Activity> All entries must be transcribed exactly, down to the last character.

Saved entries:
==============================

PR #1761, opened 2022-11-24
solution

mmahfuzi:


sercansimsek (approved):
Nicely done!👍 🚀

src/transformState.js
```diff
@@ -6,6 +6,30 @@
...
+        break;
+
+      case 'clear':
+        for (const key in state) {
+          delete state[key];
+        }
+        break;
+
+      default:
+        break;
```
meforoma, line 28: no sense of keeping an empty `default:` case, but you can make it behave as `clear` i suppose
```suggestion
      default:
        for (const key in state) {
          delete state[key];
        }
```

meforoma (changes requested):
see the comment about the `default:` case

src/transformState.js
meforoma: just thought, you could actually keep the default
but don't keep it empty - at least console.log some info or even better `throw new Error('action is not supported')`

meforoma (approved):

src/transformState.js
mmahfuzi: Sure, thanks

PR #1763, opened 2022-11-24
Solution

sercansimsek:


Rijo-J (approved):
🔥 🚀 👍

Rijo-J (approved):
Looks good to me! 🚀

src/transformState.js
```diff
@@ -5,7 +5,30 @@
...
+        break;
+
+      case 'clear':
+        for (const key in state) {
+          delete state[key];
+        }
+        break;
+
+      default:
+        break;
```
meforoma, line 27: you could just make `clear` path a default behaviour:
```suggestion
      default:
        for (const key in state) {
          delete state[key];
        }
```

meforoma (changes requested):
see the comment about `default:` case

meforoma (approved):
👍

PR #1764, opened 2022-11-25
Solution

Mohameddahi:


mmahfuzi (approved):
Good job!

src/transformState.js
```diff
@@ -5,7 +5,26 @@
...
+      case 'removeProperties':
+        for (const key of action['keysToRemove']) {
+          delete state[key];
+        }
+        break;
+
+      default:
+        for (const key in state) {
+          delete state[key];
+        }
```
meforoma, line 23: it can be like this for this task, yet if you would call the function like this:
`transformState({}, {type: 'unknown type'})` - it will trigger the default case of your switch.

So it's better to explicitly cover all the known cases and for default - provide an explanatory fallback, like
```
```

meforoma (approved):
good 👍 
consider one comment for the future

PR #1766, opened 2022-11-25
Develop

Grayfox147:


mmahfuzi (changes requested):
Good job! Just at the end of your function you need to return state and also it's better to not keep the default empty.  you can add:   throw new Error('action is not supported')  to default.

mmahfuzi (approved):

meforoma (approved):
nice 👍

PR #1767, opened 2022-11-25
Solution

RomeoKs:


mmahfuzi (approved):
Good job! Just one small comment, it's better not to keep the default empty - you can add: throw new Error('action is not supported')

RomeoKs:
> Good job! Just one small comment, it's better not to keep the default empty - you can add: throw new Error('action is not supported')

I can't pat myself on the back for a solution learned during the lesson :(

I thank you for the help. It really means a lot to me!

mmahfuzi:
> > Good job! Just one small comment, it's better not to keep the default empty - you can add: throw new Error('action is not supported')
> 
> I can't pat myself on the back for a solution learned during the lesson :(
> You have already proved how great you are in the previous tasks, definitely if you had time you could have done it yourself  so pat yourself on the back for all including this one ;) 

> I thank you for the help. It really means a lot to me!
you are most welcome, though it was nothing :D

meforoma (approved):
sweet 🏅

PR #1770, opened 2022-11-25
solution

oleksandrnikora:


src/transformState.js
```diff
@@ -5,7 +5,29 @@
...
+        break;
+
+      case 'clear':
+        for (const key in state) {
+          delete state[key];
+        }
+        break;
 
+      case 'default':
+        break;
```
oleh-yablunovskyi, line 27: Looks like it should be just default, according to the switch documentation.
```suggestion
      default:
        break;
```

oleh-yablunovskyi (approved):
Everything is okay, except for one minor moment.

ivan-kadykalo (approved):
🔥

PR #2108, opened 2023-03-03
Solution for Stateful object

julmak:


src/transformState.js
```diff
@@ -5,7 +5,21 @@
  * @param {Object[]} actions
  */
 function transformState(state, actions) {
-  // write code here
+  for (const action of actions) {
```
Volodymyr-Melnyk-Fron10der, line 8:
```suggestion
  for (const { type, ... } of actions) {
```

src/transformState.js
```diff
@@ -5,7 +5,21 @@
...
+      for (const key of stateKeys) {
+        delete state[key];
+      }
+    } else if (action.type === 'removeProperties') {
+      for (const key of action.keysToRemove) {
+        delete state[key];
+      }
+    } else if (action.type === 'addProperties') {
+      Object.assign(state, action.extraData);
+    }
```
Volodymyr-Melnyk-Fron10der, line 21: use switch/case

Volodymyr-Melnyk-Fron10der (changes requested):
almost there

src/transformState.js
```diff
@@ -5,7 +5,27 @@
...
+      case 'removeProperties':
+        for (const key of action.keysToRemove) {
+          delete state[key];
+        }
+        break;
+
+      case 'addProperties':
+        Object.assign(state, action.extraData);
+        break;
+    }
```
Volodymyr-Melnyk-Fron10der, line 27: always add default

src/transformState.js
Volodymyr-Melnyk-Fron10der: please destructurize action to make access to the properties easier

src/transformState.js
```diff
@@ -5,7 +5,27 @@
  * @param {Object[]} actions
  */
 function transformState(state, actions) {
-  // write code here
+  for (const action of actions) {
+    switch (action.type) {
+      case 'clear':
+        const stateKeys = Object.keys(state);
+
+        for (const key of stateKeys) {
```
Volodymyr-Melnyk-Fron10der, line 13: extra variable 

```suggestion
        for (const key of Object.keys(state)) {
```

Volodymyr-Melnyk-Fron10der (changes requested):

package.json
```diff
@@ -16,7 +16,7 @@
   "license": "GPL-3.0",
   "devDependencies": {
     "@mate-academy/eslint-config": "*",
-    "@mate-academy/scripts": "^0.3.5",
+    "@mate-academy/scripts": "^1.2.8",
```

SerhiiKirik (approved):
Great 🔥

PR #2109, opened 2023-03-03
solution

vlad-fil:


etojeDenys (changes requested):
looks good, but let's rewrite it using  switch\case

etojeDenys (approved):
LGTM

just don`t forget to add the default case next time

==============================

Written response>
PR #1761, opened 2022-11-24
solution

mmahfuzi:


sercansimsek (approved):
Nicely done!👍 🚀

src/transformState.js
```diff
@@ -6,6 +6,30 @@
...
+        break;
+
+      case 'clear':
+        for (const key in state) {
+          delete state[key];
+        }
+        break;
+
+      default:
+        break;
```
meforoma, line 28: no sense of keeping an empty `default:` case, but you can make it behave as `clear` i suppose
```suggestion
      default:
        for (const key in state) {
          delete state[key];
        }
```

meforoma (changes requested):
see the comment about the `default:` case

src/transformState.js
meforoma: just thought, you could actually keep the default
but don't keep it empty - at least console.log some info or even better `throw new Error('action is not supported')`

meforoma (approved):

src/transformState.js
mmahfuzi: Sure, thanks

PR #1763, opened 2022-11-24
Solution

sercansimsek:


Rijo-J (approved):
🔥 🚀 👍

Rijo-J (approved):
Looks good to me! 🚀

src/transformState.js
```diff
@@ -5,7 +5,30 @@
...
+        break;
+
+      case 'clear':
+        for (const key in state) {
+          delete state[key];
+        }
+        break;
+
+      default:
+        break;
```
meforoma, line 27: you could just make `clear` path a default behaviour:
```suggestion
      default:
        for (const key in state) {
          delete state[key];
        }
```

meforoma (changes requested):
see the comment about `default:` case

meforoma (approved):
👍

PR #1764, opened 2022-11-25
Solution

Mohameddahi:


mmahfuzi (approved):
Good job!

src/transformState.js
```diff
@@ -5,7 +5,26 @@
...
+      case 'removeProperties':
+        for (const key of action['keysToRemove']) {
+          delete state[key];
+        }
+        break;
+
+      default:
+        for (const key in state) {
+          delete state[key];
+        }
```
meforoma, line 23: it can be like this for this task, yet if you would call the function like this:
`transformState({}, {type: 'unknown type'})` - it will trigger the default case of your switch.

So it's better to explicitly cover all the known cases and for default - provide an explanatory fallback, like
```
```

meforoma (approved):
good 👍 
consider one comment for the future

PR #1766, opened 2022-11-25
Develop

Grayfox147:


mmahfuzi (changes requested):
Good job! Just at the end of your function you need to return state and also it's better to not keep the default empty.  you can add:   throw new Error('action is not supported')  to default.

mmahfuzi (approved):

meforoma (approved):
nice 👍

PR #1767, opened 2022-11-25
Solution

RomeoKs:


mmahfuzi (approved):
Good job! Just one small comment, it's better not to keep the default empty - you can add: throw new Error('action is not supported')

RomeoKs:
> Good job! Just one small comment, it's better not to keep the default empty - you can add: throw new Error('action is not supported')

I can't pat myself on the back for a solution learned during the lesson :(

I thank you for the help. It really means a lot to me!

mmahfuzi:
> > Good job! Just one small comment, it's better not to keep the default empty - you can add: throw new Error('action is not supported')
> 
> I can't pat myself on the back for a solution learned during the lesson :(
> You have already proved how great you are in the previous tasks, definitely if you had time you could have done it yourself  so pat yourself on the back for all including this one ;) 

> I thank you for the help. It really means a lot to me!
you are most welcome, though it was nothing :D

meforoma (approved):
sweet 🏅

PR #1770, opened 2022-11-25
solution

oleksandrnikora:


src/transformState.js
```diff
@@ -5,7 +5,29 @@
...
+        break;
+
+      case 'clear':
+        for (const key in state) {
+          delete state[key];
+        }
+        break;
 
+      case 'default':
+        break;
```
oleh-yablunovskyi, line 27: Looks like it should be just default, according to the switch documentation.
```suggestion
      default:
        break;
```

oleh-yablunovskyi (approved):
Everything is okay, except for one minor moment.

ivan-kadykalo (approved):
🔥

PR #2108, opened 2023-03-03
Solution for Stateful object

julmak:


src/transformState.js
```diff
@@ -5,7 +5,21 @@
  * @param {Object[]} actions
  */
 function transformState(state, actions) {
-  // write code here
+  for (const action of actions) {
```
Volodymyr-Melnyk-Fron10der, line 8:
```suggestion
  for (const { type, ... } of actions) {
```

src/transformState.js
```diff
@@ -5,7 +5,21 @@
...
+      for (const key of stateKeys) {
+        delete state[key];
+      }
+    } else if (action.type === 'removeProperties') {
+      for (const key of action.keysToRemove) {
+        delete state[key];
+      }
+    } else if (action.type === 'addProperties') {
+      Object.assign(state, action.extraData);
+    }
```
Volodymyr-Melnyk-Fron10der, line 21: use switch/case

Volodymyr-Melnyk-Fron10der (changes requested):
almost there

src/transformState.js
```diff
@@ -5,7 +5,27 @@
...
+      case 'removeProperties':
+        for (const key of action.keysToRemove) {
+          delete state[key];
+        }
+        break;
+
+      case 'addProperties':
+        Object.assign(state, action.extraData);
+        break;
+    }
```
Volodymyr-Melnyk-Fron10der, line 27: always add default

src/transformState.js
Volodymyr-Melnyk-Fron10der: please destructurize action to make access to the properties easier

src/transformState.js
```diff
@@ -5,7 +5,27 @@
  * @param {Object[]} actions
  */
 function transformState(state, actions) {
-  // write code here
+  for (const action of actions) {
+    switch (action.type) {
+      case 'clear':
+        const stateKeys = Object.keys(state);
+
+        for (const key of stateKeys) {
```
Volodymyr-Melnyk-Fron10der, line 13: extra variable 

```suggestion
        for (const key of Object.keys(state)) {
```

Volodymyr-Melnyk-Fron10der (changes requested):

package.json
```diff
@@ -16,7 +16,7 @@
   "license": "GPL-3.0",
   "devDependencies": {
     "@mate-academy/eslint-config": "*",
-    "@mate-academy/scripts": "^0.3.5",
+    "@mate-academy/scripts": "^1.2.8",
```

SerhiiKirik (approved):
Great 🔥

PR #2109, opened 2023-03-03
solution

vlad-fil:


etojeDenys (changes requested):
looks good, but let's rewrite it using  switch\case

etojeDenys (approved):
LGTM

just don`t forget to add the default case next time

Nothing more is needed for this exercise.